What to do:
From the top of the records below, return each line exactly, ending with the line that contains "Closes #609".

Entries provided:
● ● ●

PR #621, opened 2018-02-01
Remove usesForced named metadata item

### LINKED ISSUE #609: Loosen coupling between item name="usesForced" and forced.

palemieux:
Closes #609 

See https://github.com/w3c/ttml2/pull/611#issuecomment-362032101 and https://github.com/w3c/ttml2/pull/611#issuecomment-362031664

Moots PR #611

### DIFF
--- a/spec/ttml2.xml
+++ b/spec/ttml2.xml
@@ -6128,9 +6128,7 @@ argument-list
 <label><code>forced</code></label>
 <def>
 <p>Evaluates to a boolean value that denotes whether the <loc href="#terms-content-processor">content processor</loc> is operating with
-<loc href="#terms-forced-subtitle">forced subtitles</loc> enabled.
-If used in a <loc href="#terms-document-instance">document instance</loc>, then a <loc href="#named-item-usesForced"><code>usesForced</code></loc>
-named metadata item should be specified as a child of the <loc href="#document-structure-vocabulary-head"><el>head</el></loc> element.</p>
+<loc href="#terms-forced-subtitle">forced subtitles</loc> enabled.</p>
 </def>
 </gitem>
 <gitem id="bound-parameter-mediaAspectRatio">
@@ -18893,7 +18891,6 @@ a <loc href="#metadata-vocabulary-item"><el>ttm:item</el></loc> element.</p>
 <eg xml:space="preserve">
 &lt;named-item&gt;
   : altText
-  | usesForced
 </eg>
 </td>
 </tr>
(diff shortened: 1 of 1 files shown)


cconcolato:
Built version: http://rawgit.com/w3c/ttml2/issue-0609-remove-usesForced-build/index.html

palemieux:
@skynavga Actually three members of the WG do not believe it serves a use case... so which use case does it serve? Moreover, as far as I can tell, `usesForced` was introduced in https://github.com/w3c/ttml2/commit/4f9fa5cab861c19cb5f1ec63374c85e86f9933e5 , which has no issue tied to it, so I doubt the group discussed it at all.

nigelmegitt:
#### Use case

@skynavga What real use case does it serve? 

Just in case this was mentioned in the requirements document for TTML at https://www.w3.org/TR/2006/NOTE-ttaf1-req-20060427/ I checked this, and it is absent there. (For clarity, I do not believe we are bound by that document in its entirety, and can potentially introduce use cases not considered in that document, but it's fairly comprehensive and has stood the test of time reasonably well; I checked it because if the need for a usesForced metadata item had somehow been represented in that document then the case for keeping it would have been clear.)

#### History of usesForced discussion in the TTWG

A search reveals that after it was introduced initially without discussion, we talked about it very briefly at the TPAC F2F in Lisbon ([minutes](https://lists.w3.org/Archives/Public/public-tt/2016Sep/0040.html)) where the group agreed to keep usesForced on the basis that it is referenced elsewhere in the specification. Even at that time there was evidently a request to remove it.

#### Impact of removal

However, on reviewing this dependency, it seems like it is somewhat arbitrary and the usesForced metadata item name can certainly be removed straightforwardly: there's a reference to it in the `forced` bound parameter that would need to be removed, but there's no further onward impact than that.

nigelmegitt:
Apologies for the mess here in terms of comments - the proper place for the discussion of removal of usesForced is in the issue, so I've copied my above comment to https://github.com/w3c/ttml2/issues/609#issuecomment-362541539; in the meantime the current count is that three members of the WG  are happy to remove it, and one is not.

nigelmegitt:
The issue has been closed, so closing this pull request.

● ● ●

Result of this exercise:
PR #621, opened 2018-02-01
Remove usesForced named metadata item

### LINKED ISSUE #609: Loosen coupling between item name="usesForced" and forced.

palemieux:
Closes #609 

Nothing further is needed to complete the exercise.